In un pezzo nel quale intende respingere le accuse di “crony capitalism” riguardanti le tante imprese che anche negli Stati Uniti (mai come in questo caso tutto il mondo è paese) prosperano o semplicemente sopravvivono grazie a incentivi o distorsioni competitive a loro favore poste in essere dal governo federale, Noah Smith ammette per lo meno che gli interventi pubblici “non sono necessariamente equi”.

In realtà sarebbe stato corretto affermare che tali interventi sono necessariamente iniqui. In primo luogo, perché utilizzano la garanzia implicita del denaro dei pagatori di tasse per incentivare attività per le quali non vi sarebbero capitali privati sufficienti alla sopravvivenza, o anche solo alla fase di start-up. In pratica, il governo federale diventa una sorta di fondo di venture capital con il non insignificante dettaglio che le risorse non sono apportate volontariamente da chi sopporta i rischi degli investimenti, men che meno vi è proporzionalità tra i rischi sopportati dal singolo pagatore di tasse e gli eventuali utili prodotti dalle iniziative finanziate dal governo.
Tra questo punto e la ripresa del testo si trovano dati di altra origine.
PR #1820, opened 2022-01-30
new type: query for easy matching by account type

simonmichael:
Follow-on from #1817/#1819: because matching account types with `tag:` is inconvenient, this adds the `type:TYPES` query, where `TYPES` is any of the (case insensitive) letters `ALERXCV` (see https://hledger.org/hledger.html#account-types.) This is expected to work appropriately with all commands. It handles types inherited from parents, overridden by children, and inferred from account names, so should be a pretty reliable way to select accounts by type if 1. you have declared account types or 2. you use common english top-level account names. Eg:

    $ hledger -f examples/sample.journal bal type:al
                      $1  assets:bank:saving
                     $-2  assets:cash
                      $1  liabilities:debts
    --------------------
                       0

API changes:

Journal has a new jaccounttypes map.
The journalAccountType lookup function makes it easy to check an account's type.
The journalTags and journalInheritedTags functions look up an account's tags.
Functions like journalFilterPostings and journalFilterTransactions,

In secondo luogo, perché a fronte di imprese che beneficiano di incentivi pubblici ve ne sono altre che devono contare unicamente sulle scelte volontarie di chi le finanzia rischiando in proprio e dei consumatori dei prodotti o servizi che esse offrono. In sostanza, l’intervento pubblico altera inevitabilmente la concorrenza.

Secondo Smith, tutto questo sarebbe giustificato dai benefici che tutti quanti ottengono per merito delle innovazioni dovute a incentivi iniziali da parte del governo. A tale proposito, c’è evidentemente un problema di “cherry picking” sui dati utilizzati come evidenza dei successi dello Stato venture capitalist. Quando tali successi sono documentati da ricercatori a loro volta finanziati col denaro estorto ai contribuenti, è più che lecito il dubbio che costoro preferiscano cercare i casi di successo rispetto ai fallimenti.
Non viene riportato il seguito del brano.